Hadoop Get started
Written by huchi
JDK的安装
首先确保没有安装open-jdk, 因为这个比较鸡肋。
事实上JDK从1.5版本以后就自带JRE了,我们只需要下载JDK就ok
wget http://download.oracle.com/otn-pub/java/jdk/8u171-b11/512cd62ec5174c3487ac17c61aaa89e8/jdk-8u171-linux-x64.tar.gz?AuthParam=1528691071_1706915783a8779ece28a7fb1ce5ca6f
下载完后可以使用mv修改一下文件名,实在是太长了
然后使用tar -zxvf 来解压缩,解压缩后就是配置环境变量了
root@huchi:/home/huchi/install_package/jdk# pwd
/home/huchi/install_package/jdk
root@huchi:/home/huchi/install_package/jdk# sudo vim /etc/profile
添加以下内容:
export JAVA_HOME=/home/huchi/install_package/jdk/jdk1.8.0_171
export JRE_HOME=${JAVA_HOME}/jre
export CLASSPATH=.:${JAVA_HOME}/lib:${JRE_HOME}/lib
export PATH=${JAVA_HOME}/bin:$PATH
这样就添加完了环境变量,!wq退出后可以用java -version
和javac -version
来测试
Hadoop的安装
wget http://mirrors.shu.edu.cn/apache/hadoop/common/hadoop-2.9.1/hadoop-2.9.1.tar.gz
一样的下载后tar -zxvf 解压。
vim /etc/profile. 修改程这个样子
export JAVA_HOME=/home/huchi/install_package/jdk/jdk1.8.0_171
export JRE_HOME=${JAVA_HOME}/jre
export HADOOP_HOME=//home/huchi/install_package/hadoop/hadoop-2.9.1
export CLASSPATH=.:${JAVA_HOME}/lib:${JRE_HOME}/lib
export PATH=${JAVA_HOME}/bin:${HADOOP_HOME}/bin:${HADOOP_HOME}/sbin:$PATH
推出后source /etc/profile生效。
hadoop version
就可以查看hadoop的版本了。
Hadoop的配置
我这边主要是做了一下伪分布的配置:
第一件事是修改Hadoop里的hadoop-env.sh;
root@huchi:~# echo ${JAVA_HOME}
/home/huchi/install_package/jdk/jdk1.8.0_171
root@huchi:~# sudo vim ${HADOOP_HOME}/etc/hadoop/hadoop-env.sh
修改JAVA_HOME, 该为:
export JAVA_HOME=/home/huchi/install_package/jdk/jdk1.8.0_171
事实上这么做是有原因的,具体和linux和bash有关。
stackoverflow的解释:
The way to debug this is to put an “echo $JAVA_HOME” in start-all.sh. Are you running your hadoop environment under a different username, or as yourself? If the former, it’s very likely that the JAVA_HOME environment variable is not set for that user.
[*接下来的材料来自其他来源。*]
PR #84, opened 2018-05-10
DE5414 - Podcast Image Size

seancdavis:
Make podcast images square on podcast list view.

Note:

- I'm still working on fading the full size images in, so it does feel a little jagged
- This puts a redirect in place for episodes => podcasts so /episodes doesn't throw a 404


tcmacdonald:
@seancdavis Sorry I'm just now seeing this. I took a very similar approach in c99e2ab8b62d067897277afb204ac0c77760cbfd which is already in `development`. 

I see a redirect in this PR... is that legit?

PR #85, opened 2018-05-10
DE5386 - Images

zarahzachz:
Add stitcher image to CR's S3 and point references to that url.


tcmacdonald:
Thanks for looking into this @zarahzachz. 

This PR tells me I was mistaken when I thought we had some references to files on the wrong Cloudfront distribution. My assumption was based on [this feedback from Google PageSpeed](https://developers.google.com/speed/pagespeed/insights/?url=https%3A%2F%2Fmediaint.crossroads.net%2F)...

screenshot 2018-05-10 20 47 43

Can you please track down the URLs in the above screenshot (ie. figure out what Cloudfront distro is associated with them) and then investigate changing the Cache-Control headers for these files on S3 so that PageSpeed will quit complaining?

zarahzachz:
A cache-control value of `max-age=[number]` can be added to each directory (if that's the direction we want to go). I need to know a) what the max-age value should be (1 year? never?) and b) if targeting individual image directories is the best practice?

PR #91, opened 2018-05-14
Feature/us13483 podcasts on authors pages

galiotoweb:
- Add podcasts and headings to author.html template
- Modifies logic to match other places where we've used assign instead of a for loop
- Add filter in case someone enters an authors name in all caps in Contentful


seancdavis:
@galiotoweb: Nice work, here! I changed `capitalize_all` to `titleize` to be more in line with [ActiveSupport's inflectors](https://apidock.com/rails/ActiveSupport/Inflector/titleize). Those inflectors aren't in use here (unfortunately), but it's a common library in Ruby (especially Rails), so it's accepted terminology.

PR #115, opened 2018-05-18
DE5455 BG Image Validations

tcmacdonald:
Add migration to require song's bg_image


_migrations/09-add-validations-to-songs.js
```diff
@@ -0,0 +1,3 @@
+module.exports = function (migration) {
+  migration.editContentType('song').editField('bg_image').required(true);
```
lukemoderwell: We should add this for all bgImg dependent layouts. I think podcasts, episodes, albums could also get the required flag.

Also we may want to consider the article image required until we roll out some logic to serve another layout for content with no images.

PR #135, opened 2018-05-24
DE5484: Video Sorting

lukemoderwell:


videos.html
```diff
@@ -5,8 +5,9 @@
   videos:
     per: 8
 ---
-{% assign featured = site.videos | slice: 0, 2 %}
-{% assign unfeatured = site.videos | slice: 2, site.videos.size %}
+{% assign date_sorted = site.videos | reverse %}
```
galiotoweb: I know this works, but have you had a chance to dig into the sort option for the new pagination approach?
It will simplify this code a little.
https://github.com/crdschurch/crds-media#sorting-collections

videos.html
```diff
@@ -3,10 +3,11 @@
...
 paginate:
   videos:
-    per: 8
+    per: 10
+    sort: date desc
 ---
-{% assign featured = site.videos | slice: 0, 2 %}
-{% assign unfeatured = site.videos | slice: 2, site.videos.size %}
+{% assign featured = page.videos.docs | slice: 0, 2 %}
+{% assign unfeatured = page.videos.docs | slice: 2, page.videos.docs.size %}
```
tcmacdonald: @lukemoderwell Pagination now supports 'offsets` which will exclude the first `n` items from the pagination set. I think this is what you're trying to accomplish here. Take a spin through the following documentation and let me know if that might be a cleaner approach for what you're doing here.. 

https://github.com/crdschurch/crds-media#offsetting-collections

lukemoderwell:
@tcmacdonald videos were not being sorted by most recent. https://github.com/crdschurch/crds-media/pull/135/files#diff-d81ded785495bbd305b0be98a49c6e9fR7

videos.html
seancdavis: @lukemoderwell: What you're saying is correct from the markup we'd see on the page. However, the idea is to use the load more button to only grab those videos from subsequent pages. Therefore, we're willing to take that risk at this point.

In this solution, you'll end up with two floating cards on every other page, which we don't want.

[See how this approach is being used on the music page](https://github.com/crdschurch/crds-media/blob/development/music.html). That's the direction we're heading with pagination.

PR #138, opened 2018-05-24
U13611: Add Related Videos To Songs

lukemoderwell:


_layouts/song.html
```diff
@@ -25,8 +31,35 @@ <h1 class="section-header flush-top">{{ page.title }}</h1>
...
       </div>
     </div>
+    {% if videos.size > 0 %}
+    <div class="row text-left">
+      <div class="col-sm-10 col-sm-offset-1">
+          <h3 class="text-lowercase font-size-large font-family-base-light white-faded ">watch</h3>
+          <div data-card-deck class="card-deck">
+            <div class="cards-4x">
+              <div class="row">
+                {% for video in videos %}
```
seancdavis: Why not use the video card?

lukemoderwell:
@seancdavis:
1. Image hovering doesn't work on the other video cards either. Can we add another defect/story for this? Maybe it needs to be adjusted on all cards...
2. I omitted the subtitle here until we really understand how we are sorting these videos. Agreed it wasn't the best approach but it was something until we have a better answer.
3. Nice call on the video card. I added a "dark" theme for the include so it doesn't look weird over an image or dark-bg.

PR #157, opened 2018-05-29
DEXXXX Performance

tcmacdonald:
Performance, take 2.


tcmacdonald:
@seancdavis Yea. This is me noodling approaches to inline critical CSS. So far, its not gone well. Maybe we could pair on it... I feel like I'm missing something here.

seancdavis:
Closing but leaving branch in tact in case we want to come back to it in the future.

PR #158, opened 2018-05-29
US13531 - Add chord charts and stems to song detail page

galiotoweb:
In addition to adding chord charts and stems to Contentful, I'm deleting subtitle and audio file from song and subtitle from album, because these fields are not being used anywhere.


galiotoweb:
I ran the migration in int. You can find an example at /songs/fantastic-song-2

_layouts/song.html
```diff
@@ -110,17 +134,11 @@ <h3 class="component-header">About This Song</h3>
             <a href="/albums/{{ page.album_slug }}">
               {{ page.album_title }}
             </a>
-            {% for author_name in podcast.authors %}
-              {% assign author = site.authors | where:"name", author_name | first %}
-              {% if author %}
-                <a href="{{ author.url }}">{{ author.name | titleize }}</a> {% if forloop.last == false %} and {% endif %}
-              {% endif %}
-            {% endfor %}
```
tcmacdonald: 💯

PR #166, opened 2018-05-31
Feature/us13323 video nav styles

zarahzachz:
Implement video sidebar navigation. Should be dropdown on mobile and a link list on desktop.

Test on `/videos`
No corresponding PRs.


videos.html
```diff
@@ -11,15 +11,23 @@
...
        <li class="list-unstyled soft-half-left border-left-blue"><p class="font-size-smaller">Recent</p></li>
+<<<<<<< HEAD
+      </ul> -->
+    </aside>
+
+=======
       </ul>
     </div>
     
+>>>>>>> development
```
tcmacdonald: Conflicts ^^

videos.html
```diff
@@ -11,15 +11,17 @@
...
-    <div class="col-md-2 text-left">
-      <ul class="hard">
+    <aside class="col-md-2">
+      {% include _sidebar-navigation.html %}
+      <!-- <ul class="hard">
        <li class="list-unstyled soft-half-left border-left-blue"><p class="font-size-smaller">Recent</p></li>
-      </ul>
-    </div>
-    
+      </ul> -->
```
tcmacdonald: Do we need to leave the commented HTML intact? I'd prefer to remove this.

videos.html
```diff
@@ -11,15 +11,17 @@
 {% assign unfeatured = page.videos.docs %}
 
 <div class="container">
-  <p class="breadcrumb flush-bottom hard"><a href="/">Media</a> /</p>
+  <p class="breadcrumb flush-bottom"><a href="/">Media</a> /</p>
```
tcmacdonald: This seems unrelated to the task at hand. Is this a problem specific to `videos.html` or do we have similar issues in other instances of the breadcrumb?

zarahzachz: I reimplemented the `hard` class - I just had a hard time clicking the breadcrumb to get back to media and this fixed that, but it is unrelated to this task.

PR #168, opened 2018-06-01
Defect/de5456 article text sizing

zarahzachz:
`<h*>` tags in the DDK have different font faces, sizes and weights associated with them. I've streamlined them so they're all one font face, weight and text-decoration. Sizing will vary based on which tag is used (as expected).

These styles are scoped to a `.markdown` class, which needs to be applied to any area we expect users to input markdown on the CMS. I've added this where applicable.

The other potential problem is that you have specified JAVA_HOME incorrectly, and the value that you have provided doesn’t point to a JDK/JRE. Note that “which java” and “java -version” will both work, even if JAVA_HOME is set incorrectly.
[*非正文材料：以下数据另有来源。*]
PR #169, opened 2018-06-01
DE5500 - links don't work in podcast description

galiotoweb:
The `strip_html` filter was removing all markdown including links from the podcast description. This can be tested on /podcasts/spirit-stories

I also removed the `markdownify` filter because it's redundant. We are already converting markdown to html sitewide, so we don't need add the filter to individual elements.

I left `strip_html` in places where we wouldn't want links or different styling, for example the podcast cards as seen on /podcasts


_layouts/episode.html
```diff
@@ -64,18 +64,18 @@ <h2 class="component-header mobile-push-half-top">This episode</h2>
           <!-- Tab panes -->
           <div class="tab-content">
             <div role="tabpanel" class="tab-pane soft-bottom active" id="description">
-              <p>{{ page.content | strip_html | markdownify }}</p>
+              <p>{{ page.content }}</p>
```
tcmacdonald: You've got `page.content` inside a `<p>` tag. This won't work if `page.content` is parsed HTML.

- 修改core-site.xml,设置namenode主机,hadoop文件系统
root@huchi:~# vim ${HADOOP_HOME}/etc/hadoop/core-site.xml
<configuration>
<property>
<name>fs.default.name</name>
<value>hdfs://localhost:9000</value>
</property>
<property>
<name>hadoop.tmp.dir</name>
<value>/home/huchi/install_package/hadoop/hadoop-2.9.1/tmp</value>
</property>
</configuration>
- 修改dfs-site.xml, 设置数据块副本数目
root@huchi:~# vim ${HADOOP_HOME}/etc/hadoop/hdfs-site.xml
<configuration>
<property>
<name>dfs.name.dir</name>
<value>/home/huchi/install_package/hadoop/hadoop-2.9.1/hdfs/name</value>
</property>
<property>
<name>dfs.data.dir</name>
<value>/home/huchi/install_package/hadoop/hadoop-2.9.1/hdfs/data</value>
</property>
<property>
<name>dfs.replication</name>
<value>1</value>
</property>
<property>
<name>dfs.permissions</name>
<value>false</value>
</property>
</configuration>
- 修改mapred-site.xml文件
这个文件事先不存在,不过他提供了template,我们复制一下再修改。
root@huchi://home/huchi/install_package/hadoop/hadoop-2.9.1/etc/hadoop# cp mapred-site.xml.template mapred-site.xml
root@huchi://home/huchi/install_package/hadoop/hadoop-2.9.1/etc/hadoop# vim mapred-site.xml
<configuration>
<property>
<name>mapreduce.framework.name</name>
<value>yarn</value>
</property>
</configuration>
- 修改yarn-site.xml , 包含了Mapreduce启动的配置信息。
<configuration>
<property>
<name>yarn.nodemanager.aux-services</name>
<value>mapreduce_shuffle</value>
</property>
</configuration>
启动
第一步执行格式化命令
hdfs namenode -format
第二步启动
start-dfs.sh
start-yarn.sh
这两个文件事实上都在/sbin文件夹下,第一个可以建立namenode, datanode ,secondarynamenode.
执行完这两个命令后使用jps
可以查看java进程,如果得到连jps的6个,那说明成功了,如果可以访问,可以访问localhost:8088 与 50070这两个端口。